WHAT YOU NEED TO DO:
Go through the entries below and copy each line that holds the word "only".

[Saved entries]
----
PR #10478, opened 2020-06-07
Equip GridTools::find_active_cell_around_point() with tolerance

nfehn:
The tolerance has been hard-coded at some places, but should generally be a parameter set by the user. Otherwise, different modules using different hard-coded tolerances lead to conflicts.

Issue #10535, opened 2020-06-15
Improve design of GridTools::find_active_cell_around_point()


nfehn:
This issue discusses design changes of `GridTools::find_active_cell_around_point()`, but not bug fixes:

Let's collect the opinions mentioned so far in other chats:

@nfehn: throwing exceptions

> I realized that most of these tests do not contain a try-block around the function call. The question is, however, whether this behavior should be changed anyway. In my opinion it is not a good design that the function throws if no point is found (because the try-blocks are not used in practice). I would prefer a return type of std::vector, and an empty vector indicates that no point has been found, as do the find_all_...()-type functions introduced later.

@kronbichler: Default parameters

> One thing that is a bit annoying is the fact that the function that already had the tolerance, find_all_active_cells_around_point, uses the arguments in a different order to what is done here. I guess there is little we can do there, but in general we should try to get the interface in an intuitive way. Once we have merged #10477, we should also include that function. That said, I would like to have many opinions on how we want to go ahead with default parameters. 

@tamiko: Backward compatibility

> I just want to add one point to the discussion:

> If possible, we should try to maintain a backward compatible behavior as much as possible. Simply because changing functionality (such as returning a different type, throwing/not throwing an exception) will inevitably break user code.

> As a good metric, we have used our testsuite for precisely that purpose in the past: our tests are a good indicator what semantics the original author had in mind, or at least, what another developer thought is an intended use case. So I feel a bit uneasy about the implied statement that the tests in question are faulty - breaking those might imply that we break a number of (formerly valid) user programs in subtle ways.

@luca-heltai: throwing exceptions

> We should also provide a function that does not throw when points are not found. Suggestions?

kronbichler:
Let me comment on this one:
> I realized that most of these tests do not contain a try-block around the function call. The question is, however, whether this behavior should be changed anyway. In my opinion it is not a good design that the function throws if no point is found (because the try-blocks are not used in practice). I would prefer a return type of std::vector, and an empty vector indicates that no point has been found, as do the find_all_...()-type functions introduced later.

I think the most intuitive C++ way is to return `MeshType::end()` in case we do not find a point, rather than throw an exception. We have seen that things get messy with lots of try/catch blocks. Returning the invalid `end()` iterator would be in line with the typical C++ `find` functions.

[...]

PR #10747, opened 2020-07-23
Add parallel test for find_active_cell_around_point

dangars:
The following test succeeds in serial (mpi = 1), but fails in parallel (mpi = 7). I think that it is related to #10478, but I'm not sure.

I get the following error with `find_active_cell_around_point()`:
```
The point <0 0> could not be found inside any of the subcells of a coarse grid cell.
```
But the point <0 0> is in the coarse grid.

This is a follow-up from #10737


peterrum:
The function `find_active_cell_around_point` only succeeds on locally owned and ghost cells (i.e. active cells). My guess is that the problematic point is in neither type of cells on one of the processes. The fact that it part of the coarse grid is not relevant. @dangars Could you check this?

FYI @nfehn

dangars:
@peterrum That is right. The point is not in any of the active cells. But I do not understand why this worked before. In step-62 I used this function to find out if a point is in the locally owned cells.

According to the documentation, this function will raise an exception only if the point does not lie inside any of the cells of the mesh.
```
If the point requested does not lie in any of the cells of the mesh given,
then this function throws an exception of type GridTools::ExcPointNotFound.
```

I'm going to try to find out why the old version didn't raise an exception when the point does not lie in an active cell.

@peterrum Is `find_active_cell_around_point()` the right function to find out if a point is in a locally owned cell?

peterrum:
We have changed recently the behavior of the function(s) because it turned out that working internally with non-active cells was not a good idea.

There is still a discussion how to deal with this changed behavior (see https://github.com/dealii/dealii/issues/10535). The documentation will be adjusted once we found a common ground.

> Is find_active_cell_around_point() the right function to find out if a point is in a locally owned cell?

You can do that. But what you need to do is to catch the exception to be on the safe side.

dangars:
> > Is find_active_cell_around_point() the right function to find out if a point is in a locally owned cell?
> 
> You can do that. But what you need to do is to catch the exception to be on the safe side.

Thanks @peterrum, I understand now :) I think that exceptions are quite inefficient for this. I will leave step-62 in a broken state until it has been decided what to do with this function. Then I will fix it.

bangerth:
What's the status here?

dangars:
I'll update this once #11276 is in master :)

peterrum:
@dangars Could you rebase this PR!? Thanks!

dangars:
I rebased the test. I didn't have the time update the test. I'll try to find some time tomorrow to do it.

bangerth:
@dangars Today would be the day to get it in before the release :-)

dangars:
Hi @bangerth, I didn't have time to finish the test, I guess that this will make it in deal.II 9.4

I pushed my last version of the test, something is not working. It shouldn't be difficult to find the problem, but I need a little bit more time.

step-62 shows that `find_active_cell_around_point()` works well in parallel with MPI.

I'll let you know when it is ready for review!

FYI @luca-heltai

marcfehling:
> I pushed my last version of the test, something is not working. It shouldn't be difficult to find the problem, but I need a little bit more time.

Can you be more specific?

In the meantime, I will check your version against the current master branch. If it runs smoothly, I will merge the test as is.

marcfehling:
I get errors of the following type:
```
37: /dealii/tests/bits/point_value_03.cc: In instantiation of ‘void check() [with int dim = 2]’:
2437: /dealii/tests/bits/point_value_03.cc:208:12:   required from here
2437: /dealii/tests/bits/point_value_03.cc:160:34: error: ‘dealii::GridTools::Cache<2, 2> cache’ has incomplete type
2437:    GridTools::Cache<dim, dim>     cache(tria, mapping);
2437:                                   ^~~~~
```

marcfehling:
You missed to include a header. I will push directly to your branch.

The serial version of the tests passes, but the parallel run with 7 processes still fails:
```
2439: --------------------------------------------------------
2439: An error occurred in line <108> of file <dealii/include/deal.II/numerics/vector_tools_point_value.templates.h> in function
2439:     void dealii::VectorTools::point_value(const dealii::Mapping<dim, spacedim>&, const dealii::DoFHandler<dim, spacedim>&, const VectorType&, const dealii::Point<spacedim>&, dealii::Vector<typename VectorType::value_type>&) [with int dim = 2; VectorType = dealii::PETScWrappers::MPI::Vector; int spacedim = 2; typename VectorType::value_type = double]
2439: The violated condition was: 
2439:     cell_point.first.state() == IteratorState::valid && cell_point.first->is_locally_owned()
2439: Additional information: 
2439:     The given point is inside a cell of a
2439:     parallel::distributed::Triangulation that is not locally owned by this
2439:     processor.
2439: --------------------------------------------------------
```

Can you have a look?

masterleinad:
I pushed a working version.

kronbichler (approved):

PR #10748, opened 2020-07-23
GridIn::read_vtk() for simplex meshes

peterrum:
similar to #10727.

~I'll add tomorrow a test.~


peterrum:
I have added the test :)

luca-heltai:
If no-one objects, I'll merge tonight.

PR #10910, opened 2020-09-13
Fix categorize_by_boundary_ids for PBC

peterrum:
... and some clean up

### DIFF
--- a/include/deal.II/matrix_free/tools.h
+++ b/include/deal.II/matrix_free/tools.h
@@ -39,11 +39,24 @@ namespace MatrixFreeTools
   categorize_by_boundary_ids(
     const Triangulation<dim> &tria,
     AdditionalData &          additional_data,
-    const unsigned int        level = numbers::invalid_unsigned_int)
-  {
-    bool is_mg = (level != numbers::invalid_unsigned_int);
+    const unsigned int        level = numbers::invalid_unsigned_int);
 
-    // ... create list for the category of each cell
+
+
+  // implementations
+
+
+
+  template <int dim, typename AdditionalData>
+  void
+  categorize_by_boundary_ids(const Triangulation<dim> &tria,
+                             AdditionalData &          additional_data,
+                             const unsigned int        level)
+  {
+    // ... determine if we are on an active or a multigrid level
+    const bool is_mg = (level != numbers::invalid_unsigned_int);
+
+    // ... create empty list for the category of each cell
     if (is_mg)
       additional_data.cell_vectorization_category.resize(
         std::distance(tria.begin(level), tria.end(level)));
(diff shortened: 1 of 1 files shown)


include/deal.II/matrix_free/tools.h
```diff
@@ -39,40 +39,55 @@ namespace MatrixFreeTools
...
-    auto to_category = [&](auto &cell) {
+    const auto to_category = [&](const auto &cell) {
       unsigned int c_num = 0;
-      for (unsigned int i = 0; i < dim * 2; i++)
+      for (unsigned int i = 0; i < GeometryInfo<dim>::faces_per_cell; i++)
         {
           auto &face = *cell->face(i);
-          if (face.at_boundary())
-            c_num += factors[i] * bid_map[face.boundary_id()];
+          if (face.at_boundary() && !cell->has_periodic_neighbor(i))
```
peterrum, line 85: In `MatrixFree` we regard periodic faces as inner faces. Missing this check led to too many categories and utterly destroyed the performance for small problem sizes in 6D in `hyper.deal`.

kronbichler: The "utterly destroyed [...] performance for small problem sizes" is a general property of categorization and not limited to 6D: If you have few cells locally and you e.g. sit in a corner of the domain, it can be hard to fil all SIMD lanes with the same category. The problematic part with cell-based loops is that the decision applies an `and` across all faces of a cell, so the different restrictions end up accumulating over essentially all work that gets done. It would be interesting to describe the "categorization efficiency" as the ratio between the minimal number of cell batches, `(n_local_cells + n_simd_lanes - 1)/n_simd_lanes` and the actual number of cell batches.

In the longer run, I believe we will need to find entry points for the GPU way (or data-parallel) way of doing things, aka running both conditions of a branch and masking.

kronbichler (approved):

include/deal.II/matrix_free/tools.h
peterrum: > "categorization efficiency" as the ratio between the minimal number of cell batches, (n_local_cells + n_simd_lanes - 1)/n_simd_lanes and the actual number of cell batches

I was thinking about the same thing. Such a metric would have helped me to find the reason for the slow down quicker.

> In the longer run, I believe we will need to find entry points for the GPU way (or data-parallel) way of doing things, aka running both conditions of a branch and masking.

I agree. But image how step-67 + ECL would look like in this case...

kronbichler: > But image how step-67 + ECL would look like in this case...

That calls for a library function hiding the complex details behind a nice user interface. :wink:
----
SOLVED EXERCISE:
The function `find_active_cell_around_point` only succeeds on locally owned and ghost cells (i.e. active cells). My guess is that the problematic point is in neither type of cells on one of the processes. The fact that it part of the coarse grid is not relevant. @dangars Could you check this?
According to the documentation, this function will raise an exception only if the point does not lie inside any of the cells of the mesh.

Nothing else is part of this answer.